Task objective:
Using the listing below, set down each line from the line containing "for whatever reason..." through the line containing "NiklasMM: Good catch! Thanks!", both ends included, exactly and with nothing added.

Supplied data:
------------------------------------------------

PR #3905, opened 2017-03-12
coala_main: Non-zero exit code if errors logged

NiklasMM:
Adds a new logging handler `CounterHandler`, which
counts the number of logged errors.
Adds logic in coala_main to exit with a non-zero
code if any errors were logged during the run.

Closes https://github.com/coala/coala/issues/3087

up your stuff for merge!

### Checklist

      them.
      pass on every single commit!

instead.

  of the review queue.

review your PRs faster!

### DIFF
--- a/coalib/output/Logging.py
+++ b/coalib/output/Logging.py
@@ -1,8 +1,35 @@
 from datetime import datetime
+from collections import Counter
 import json
 import io
 import logging
 import logging.config
+
+
+class CounterHandler(logging.Handler):
+    """
+    A logging handler which counts the number of calls
+    for each logging level.
+    """
+    _call_counter = Counter()
+
+    @classmethod
+    def reset(cls):
+        """
+        Reset the counter to 0 for all levels
+        """
+        cls._call_counter.clear()
+
+    @classmethod
+    def emit(cls, record):
+        cls._call_counter[record.levelname] += 1
+
+    @classmethod
+    def get_num_calls_for_level(cls, level):
+        """
+        Returns the number of calls registered for a given log level.
+        """
+        return cls._call_counter[level]
 
 
 def configure_logging():
@@ -11,6 +38,9 @@ def configure_logging():
     """
     import sys
 
+    # reset counter handler
+    CounterHandler.reset()
+
     logging.config.dictConfig({
         'version': 1,
         'handlers': {
@@ -18,11 +48,14 @@ def configure_logging():
                 'class': 'logging.StreamHandler',
                 'formatter': 'colored',
                 'stream': sys.stderr
+            },
+            'counter': {
+                'class': 'coalib.output.Logging.CounterHandler'
             }
         },
         'root': {
             'level': 'DEBUG',
-            'handlers': ['colored']
+            'handlers': ['colored', 'counter']
         },
         'formatters': {
             'colored': {
@@ -48,6 +81,9 @@ def configure_json_logging():
     """
     stream = io.StringIO()
 
+    # reset counter handler
+    CounterHandler.reset()
+
     logging.config.dictConfig({
         'version': 1,
         'handlers': {
@@ -55,11 +91,14 @@ def configure_json_logging():
                 'class': 'logging.StreamHandler',
                 'formatter': 'json',
                 'stream': stream
+            },
+            'counter': {
+                'class': 'coalib.output.Logging.CounterHandler'
             }
         },
         'root': {
             'level': 'DEBUG',
-            'handlers': ['json']
+            'handlers': ['json', 'counter']
         },
         'formatters': {
             'json': {
--- a/tests/coalaCITest.py
+++ b/tests/coalaCITest.py
@@ -23,6 +23,8 @@ class coalaCITest(unittest.TestCase):
             coala_ci.main, 'coala-ci', '--help')
         self.assertIn('usage: coala', stdout)
         self.assertIn('Use of `coala-ci` binary is deprecated', stderr)
+        self.assertEqual(retval, 0,
+                         'coala must return zero when successful')
 
     def test_nonexistent(self):
         retval, stdout, stderr = execute_coala(
@@ -31,6 +33,8 @@ class coalaCITest(unittest.TestCase):
         self.assertRegex(
             stderr,
             ".*\\[ERROR\\].*The requested coafile '.*' does not exist. .+\n")
+        self.assertNotEqual(retval, 0,
+                            'coala must return nonzero when errors occured')
 
     def test_find_no_issues(self):
         with bear_test_module(), \
@@ -46,7 +50,7 @@ class coalaCITest(unittest.TestCase):
             self.assertIn('Executing section cli', stdout)
             self.assertFalse(stderr)
             self.assertEqual(retval, 0,
-                             'coala-ci must return zero when successful')
+                             'coala must return zero when successful')
 
     def test_find_issues(self):
         with bear_test_module(), \
@@ -61,7 +65,7 @@ class coalaCITest(unittest.TestCase):
                           'The output should report count as 1 lines')
             self.assertIn('This result has no patch attached.', stderr)
             self.assertNotEqual(retval, 0,
-                                'coala-ci was expected to return non-zero')
+                                'coala must return nonzero when errors occured')
 
     def test_show_patch(self):
         with bear_test_module(), \
@@ -75,7 +79,7 @@ class coalaCITest(unittest.TestCase):
             self.assertIn('Line contains ', stdout)  # Result message is shown
             self.assertIn("Applied 'ShowPatchAction'", stderr)
             self.assertEqual(retval, 5,
-                             'coala-ci must return exitcode 5 when it '
+                             'coala must return exitcode 5 when it '
                              'autofixes the code.')
 
     def test_fail_acquire_settings(self):
@@ -86,3 +90,5 @@ class coalaCITest(unittest.TestCase):
                                                    '-c', os.devnull)
             self.assertFalse(stdout)
             self.assertIn('During execution, we found that some', stderr)
+            self.assertNotEqual(retval, 0,
+                                'coala was expected to return non-zero')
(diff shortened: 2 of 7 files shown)


NiklasMM:
Great catch @jayvdb ! I added a bunch of asserts.

tests/coalaCITest.py
```diff
@@ -86,3 +86,5 @@ def test_fail_acquire_settings(self):
                                                    '-c', os.devnull)
             self.assertFalse(stdout)
             self.assertIn('During execution, we found that some', stderr)
+            self.assertNotEqual(retval, 0,
+                                'coala-ci was expected to return non-zero')
```
jayvdb: coala-ci -> coala

NiklasMM:
@jayvdb I found most of the successful runs already had assertions for exit code 0.

coalib/output/Logging.py
```diff
@@ -1,10 +1,26 @@
...
+class CounterHandler(logging.Handler):
+    """
+    A logging handler which counts the number of calls
+    for each logging level.
+    """
+    level_called = None
+
+    def __init__(self, *args, **kwargs):
+        super(CounterHandler, self).__init__(*args, **kwargs)
+        CounterHandler.level_called = defaultdict(lambda: 0)
```
userzimmermann: @NiklasMM Hi :)

**[0]** Since we only support Python 3, `super().__init__(...)` is enough here

**[1]** Why initializing `level_called` in `__init__` when it is always used on class level? Just initialize it directly on defining it above. Then `__init__` also becomes completely obsolete. And **[0]** becomes so too :) And **most important**, then `level_called` is not re-initialized when `CounterHandler` is intantiated more than once for whatever reason...

**CC** @jayvdb

coalib/output/Logging.py
```diff
@@ -1,10 +1,26 @@
...
+
+    def emit(self, record):
+        CounterHandler.level_called[record.levelname] += 1
```
userzimmermann: Better use `type(self)` instead of `CounterHandler`. So you get independent from the class name.

Or even more better ;) Turn `emit` into:

```python
@classmethod
def emit(cls, record):
    cls.level_called[record.levelname] += 1
```

coalib/output/Logging.py
NiklasMM: 0) Whoops. Old habits ;)

1) You're right. I initially didn't have it as a class member, but a regular instance member. But it turns out there is no convenient way to access the handlers of a logger, so I redesigned it. I'll implement your suggestions.

coalib/output/Logging.py
NiklasMM: Good catch! Thanks!

coalib/output/Logging.py
NiklasMM: Hm, so I had to leave the `__init__` in, so the counter would get reset for each run. It would probably work "in the wild" because coala will only run once per import, but for the tests, I see no other way.

userzimmermann: @NiklasMM U could also define a `pytest.fixture` in a **tests/conftest.py** that resets `level_called` for every test where it's needed:

```python
@pytest.fixture(scope='function')
def reset_logging_counter(request):
    CounterHandler.level_called = defaultdict(lambda: 0)
    return CounterHandler
```

Then you just add a `reset_logging_counter` argument to every `test_...` method where the dict shall be reset:

```python
def test_...(self, reset_logging_counter):
    ...
```

And you can then also perform additional asserts on the `reset_logging_counter` class itself, like checking if the counting really works correctly for all levels...

It would also be generally good to define an explicit `reset` method:

```python
class CounterHandler(...):
    ...
    @classmethod
    def reset(cls):
        cls.level_called = defaultdict(lambda: 0)
    ...

CounterHandler.reset()
```

Then you can also use `reset` in the fixture and not reimplement logic there which has actually to be tested :)

```python
@pytest.fixture(scope='function')
def reset_logging_counter(request):
    CounterHandler.reset()
    return CounterHandler
```

You can read more about fixtures here: http://doc.pytest.org/en/latest/fixture.html

I still think it's not good when every instantiation of `CounterHandler` resets the counters.

**CC** @jayvdb @sils

userzimmermann: Or you write a `test_...` method decorator that resets the counters...

So many possibilities ;)

NiklasMM: Yes, that would work, but I don't understand your issue with the resetting of the counter when an instance of the counter is created. The instance is create once for a run, when the logging is set up. Isn't resetting the counter then exactly what we want?

userzimmermann: @NiklasMM Well... I was just thinking about that `CounterHandler` could maybe be derived and used for additional logging to other interfaces like web or whatever, with explicit extra messages for those interfaces, what would cause multiple instantiation...

**CC** @sils

NiklasMM: The cleanest thing to do would be to have it as a regular instance member. But as I pointed it's a bit hard to access the handlers via the logger. I'm gonna go into a bit of detail, maybe you have a better idea :smile: 

So in `coala_main` I could get the logger and then access the list of handlers in `logger.handlers`. I could loop through it and select the one that is an instance of `CounterHandler`. But that's kind of awkward to do and it creates a problem with branch coverage, as I would need to add a test for the case where the CounterHandler isn't there, which should never be the case. 

Hope that's not too confusing. Would appreciate any ideas :)

NiklasMM:
This PR is somewhat stuck and I'd like to get it going again, so I'm gonna try to summarize the issues I see:

* @userzimmermann and I were debating over the design of the `CounterHandler` [here](https://github.com/coala/coala/pull/3905#discussion_r106227061). I outlined [here](https://github.com/coala/coala/pull/3905#discussion_r106514646) why it's awkward to have the `level_called` member on instance level instead of class level. But taking the `__init__` away destroys the tests, because the counter is only reset on import.

* @jayvdb has pointed out a number of tests which mere missing assertions and I have added a bunch. There are still some occurrences of `execute_coala` in `CachingTest.py` without them, but I'd argue that checking the exit code is not in the scope of those tests.

So yeah, if you two (and maybe others) could chime in again, that would help me get this going again :)

userzimmermann:
@NiklasMM @jayvdb I would still prefer the explicit `.reset()` classmethod as proposed in https://github.com/coala/coala/pull/3905#discussion_r106275802 , together with the simplest way to get it called on every test that needs a reset. I makes also the testing procedure clearer instead of explicitly having to know that the class-based counter gets implicitly reset by creating a new instance.

NiklasMM:
I'd still argue that as a user I would expect the behavior that the counter is reset for each run of coala. This is now only a problem for tests and your suggestion would of course fix that, but I could see this greatly confuse people if we ever have more than one run for each import.

I'd suggest this as a comprimise: I will do a `reset()` method, but I will call it in `configure_logging` which will fix the problem for both tests and production. What do you say, @userzimmermann ?

userzimmermann:
@NiklasMM I like your compromise! And can't wait to see it implemented :)

NiklasMM:
Wait no more! It's here!

NiklasMM:
I milestoned this, since I really would like this to be in the next release :)

userzimmermann:
> Wait no more! It's here!

This I adore! I owe you a beer!

But WTF'ing coverage is going on there:

```
coalib/output/Logging.py      25      0      4      1    97%   14->exit
```

Starting from https://github.com/coala/coala/pull/3905/files#diff-4a49662a37e70525cb34f6b722cff846R14

How is that possible? :D

coalib/output/Logging.py
```diff
@@ -1,28 +1,52 @@
...
+class CounterHandler(logging.Handler):
+    """
+    A logging handler which counts the number of calls
+    for each logging level.
+    """
+    level_called = defaultdict(lambda: 0)
+
+    @classmethod
+    def reset(cls):
+        '"" Reset the counter to 0 for all levels ""'
```
userzimmermann: And one last thing... quite strange doc string delimiters ;)

NiklasMM: lol? QuotesBear must have been drunk

coalib/output/Logging.py
```diff
@@ -1,28 +1,54 @@
...
 import logging
 import logging.config
 
 
+class CounterHandler(logging.Handler):
+    """
+    A logging handler which counts the number of calls
+    for each logging level.
+    """
+    level_called = None
```
jayvdb: Have you tried using a `collections.Counter` here?

And add a custom 'get' and 'set' method so that `level_called` can be private?

NiklasMM:
@jayvdb Thanks for the suggestion! I changed it to use a `Counter` object and a getter method.

userzimmermann:
ack https://github.com/coala/coala/pull/3905/commits/df0804cb82008670beec7748e27a58307131130d

userzimmermann:
@NiklasMM From my POV it's done :)

@jayvdb What do you think?

userzimmermann:
@NiklasMM As long as @jayvdb doesn't approve... What do you think about the following idea? Not that you should implement it! ;) I'm just interested in your opinion :)

Instead of `get_num_calls_for_level`:

```python
class Meta(type(logging.Handler)):
    def __getitem__(cls, level):
        return cls._call_counter[level]

class CounterHandler(logging.Handler, metaclass=Meta):
    ...
```

```python
>>> CounterHandler['ERROR']
42
```

jayvdb:
I would like `__getitem__` instead of `get_num_calls_for_level`, but we can play with other ideas in followup patches.

No need for a metaclasses to achieve that.

It also could use instance variables instead of class variables, and then one instance is stored somewhere.  You never know when another instance of the class is needed, to count something else, or a subset of messages, etc.

jayvdb:
ack df0804c

jayvdb:
reack b56590c

jayvdb:
reack b56590c

jayvdb:
@rultor merge

userzimmermann:
@jayvdb AFAIK you would need to fetch the handler instances out of the `logging` framework. And then all this *"storing somewhere"*... Instead of creating other instances of the class to count something else you could also work with subclasses. But those are of course just ideas... and all that is up to future discussions... when it becomes really useful :) Good that we have this merged for now!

------------------------------------------------

Finished exercise:
**[1]** Why initializing `level_called` in `__init__` when it is always used on class level? Just initialize it directly on defining it above. Then `__init__` also becomes completely obsolete. And **[0]** becomes so too :) And **most important**, then `level_called` is not re-initialized when `CounterHandler` is intantiated more than once for whatever reason...

**CC** @jayvdb

coalib/output/Logging.py
```diff
@@ -1,10 +1,26 @@
...
+
+    def emit(self, record):
+        CounterHandler.level_called[record.levelname] += 1
```
userzimmermann: Better use `type(self)` instead of `CounterHandler`. So you get independent from the class name.

Or even more better ;) Turn `emit` into:

```python
@classmethod
def emit(cls, record):
    cls.level_called[record.levelname] += 1
```

coalib/output/Logging.py
NiklasMM: 0) Whoops. Old habits ;)

1) You're right. I initially didn't have it as a class member, but a regular instance member. But it turns out there is no convenient way to access the handlers of a logger, so I redesigned it. I'll implement your suggestions.

coalib/output/Logging.py
NiklasMM: Good catch! Thanks!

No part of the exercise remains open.